Bertolt Brecht, 1898-1956, o maior dramaturgo alemão, continua atual: “O pior analfabeto é o analfabeto político. Ele não ouve, não fala, nem participa dos acontecimentos políticos. Ele não sabe que o custo de vida, o preço do feijão, do peixe, da farinha, do aluguel, do sapato e do remédio dependem das decisões políticas. O analfabeto político é tão burro que se orgulha e estufa o peito dizendo que odeia a política. Não sabe o imbecil que, de sua ignorância política, nasce a prostituta, o menor abandonado e o pior de todos os bandidos, que é o político vigarista, pilantra, corrupto e lacaio das empresas nacionais e multinacionais”.

Assaz triste: pesquisas indicam que 38% dos brasileiros ainda não têm interesse algum por estas eleições e que mais de 25% pretendem optar pelo branco ou anular o voto. E o pior: 13% não acredita mais na Democracia como o melhor viés para a transformação, o avanço. Como vereda rumo ao desenvolvimento sustentável, à justiça social, à construção de um advir alicerçado na coexistência solidária, na Justiça e na Paz. No Humanismo Integral, como nos ensina o ícone Jacques Maritain.

Imprescindível que destinemos, minimamente, o dobro do que, hoje, investimos em Educação e Saúde, isto é, 10% do PIB, em cada área.   Promovamos, também com ampla participação popular, justas reformas: a previdenciária, a fiscal, a  política e a  tributária. Rediscutir a trabalhista e a política para novos e devidos avanços, também, inadiável.  Cortemos significativamente os gastos públicos.  Zeremos a corrupção. Adeus ao fisiologismo político-partidário. É preciso erradicar a miséria, o analfabetismo.  Vital que geremos milhões de empregos, principal fonte de desenvolvimento. Inaceitável que 1% de brasileiros ganhem, no total, mais que outros 56%. Dado oficial do IPEA também revela que 30 milhões de irmãos nossos ainda vivem com até dois dólares/dia. Destes, mais de um terço, em condições sub-humanas, parafraseando O Bicho, belo e engajado poema de Manuel Bandeira.

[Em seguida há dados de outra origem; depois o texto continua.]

PR #3674, opened 2024-12-02
🎉 Enable converting from long to wide format in grapher step

Marigold:
Enable the conversion from long to wide format directly in the `data://grapher` step, rather than relying on a `grapher://grapher` step. This is achieved by using the `long_to_wide=True` parameter in the `create_dataset` function.

YAML metadata is updated twice: once for the long format and once for the wide format. This dual update allows for the use of Jinja templating with non-flattened indicator names while also supporting metadata for flattened indicators. A typical use case would involve overwriting specific indicators that fall outside the scope of the Jinja framework.

In practice, adding `long_to_wide=True` changes only the format (long → wide) in which tables are saved. The implementation remains backward compatible with existing steps.

## TODO
- [x] Investigate performance implications—health datasets are currently saved in long format, and saving them in wide format could introduce inefficiencies.
- [x] Set `long_to_wide=True` as the default and increment `ETL_EPOCH` to evaluate differences.
- [x] Undo `ETL_EPOCH`

### DIFF
--- a/etl/helpers.py
+++ b/etl/helpers.py
@@ -290,7 +290,7 @@ def create_dataset(
             if ds.metadata.channel != "grapher":
                 log.warning("It is recommended to use long_to_wide=True only in the grapher channel")
 
-            dim_names = set(table.index.names) - {"country", "year", "date"}
+            dim_names = set(table.index.names) - {"country", "year", "date", None}
             if dim_names:
                 # First pass to update metadata from YAML
                 if meta_path.exists():
--- a/etl/helpers.py
+++ b/etl/helpers.py
@@ -284,7 +284,7 @@ def create_dataset(
         # Expand long to wide
         if long_to_wide:
             if ds.metadata.channel != "grapher":
-                log.warning("long_to_wide=True should be only used in grapher channel")
+                log.warning("It is recommended to use long_to_wide=True only in the grapher channel")
 
             dim_names = set(table.index.names) - {"country", "year", "date"}
             if dim_names:
--- a/etl/helpers.py
+++ b/etl/helpers.py
@@ -283,6 +283,9 @@ def create_dataset(
 
         # Expand long to wide
         if long_to_wide:
+            if ds.metadata.channel != "grapher":
+                log.warning("long_to_wide=True should be only used in grapher channel")
+
             dim_names = set(table.index.names) - {"country", "year", "date"}
             if dim_names:
                 # First pass to update metadata from YAML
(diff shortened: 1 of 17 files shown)


etl/helpers.py
```diff
@@ -270,16 +278,44 @@ def create_dataset(
         if table.metadata.short_name in used_short_names:
             raise ValueError(f"Table short name `{table.metadata.short_name}` is already in use.")
         used_short_names.add(table.metadata.short_name)
+
+        from etl import grapher_helpers as gh
+
+        # Expand long to wide
+        if long_to_wide:
+            if ds.metadata.channel != "grapher":
+                log.warning("long_to_wide=True should be only used in grapher channel")
```
pabloarosado, line 287: I understand that we don't want to store big wide tables both in garden and grapher, but I don't think this should be a requirement. It's up to the user where the widening of the table happens. Or is there another reason why this should only happen in grapher?

pabloarosado (approved):
Thanks a lot for fixing this issue so quickly, @Marigold!
This will help align what we have in the owid-catalog and in our friendly data catalog, making the ETL our only source of data again. It will also let us find individual indicators in the catalog by metadata content (which I suppose would not be possible with long formats). And it will streamline the production of mdim steps, avoiding circularity with DB. So I think this is a movement in the right direction.

I understand that, for big tables, there could be performance issues. But we can simply stick to long formats in those cases, as an exception (and maybe we'll figure out a better solution in the future).

etl/helpers.py
Marigold: It's not a requirement, just a warning. I've added it because I mistakenly used it in the garden step and it took me a while to figure out the problem. I'll change the wording and if we want we can delete it later.

Marigold:
I've compared performance on `time etlr grapher/who/2024-08-06/mortality_database_cancer$ --force --only --grapher` (this isn't the largest dimensional dataset by far, but wide format has 4500 indicators which is representative)

### long-to-wide
- `data://grapher` step takes 101s and produces `mortality_database_cancer.meta.json` with 19mb and `mortality_database_cancer.feather` with 37mb
- `grapher://grapher` step takes 141s

### keeping long format
- `data://grapher` step takes 3s and produces `mortality_database_cancer.meta.json` with 0.4mb and `mortality_database_cancer.feather` with 30mb
- `grapher://grapher` step takes 120s

Converting from long to wide is slower because of serialization to disk and writing JSON metadata file (this could be improved with compression). The reason long format is faster even in the grapher:// step is loading from data and inefficient processing of wide format (sparse columns, etc.).

pabloarosado:
Thanks a lot for the analysis, @Marigold! My intuition is that we may be able to speed up some of those processes or make exceptions for very wide tables if need be. But overall, I agree with the conclusion. Even if it slows down the run in some cases, it does bring important benefits in most cases (where, if I understand correctly, there is no significant slowdown).
I see that you are still on it, but please let me know if you need help or want to discuss anything, thanks!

O bom voto, cidadão, aponta para uma nova realidade. Decente, humana, maná de belos sonhos, utopias e realizações...! O fisiológico, o branco e o nulo, além da abstenção desnecessária, a meu ver, denotam desejo da manutenção do “status quo”, retrocesso institucional. E o mais grave, penso que meu caro leitor concorda comigo, atentado mortal à Democracia.

Votar bem é preciso!  Este, o maior gesto de amor por si mesmo, pelo povo e o Brasil. Façamos a hora, cantaria o poeta Geraldo Vandré. E a hora é agora!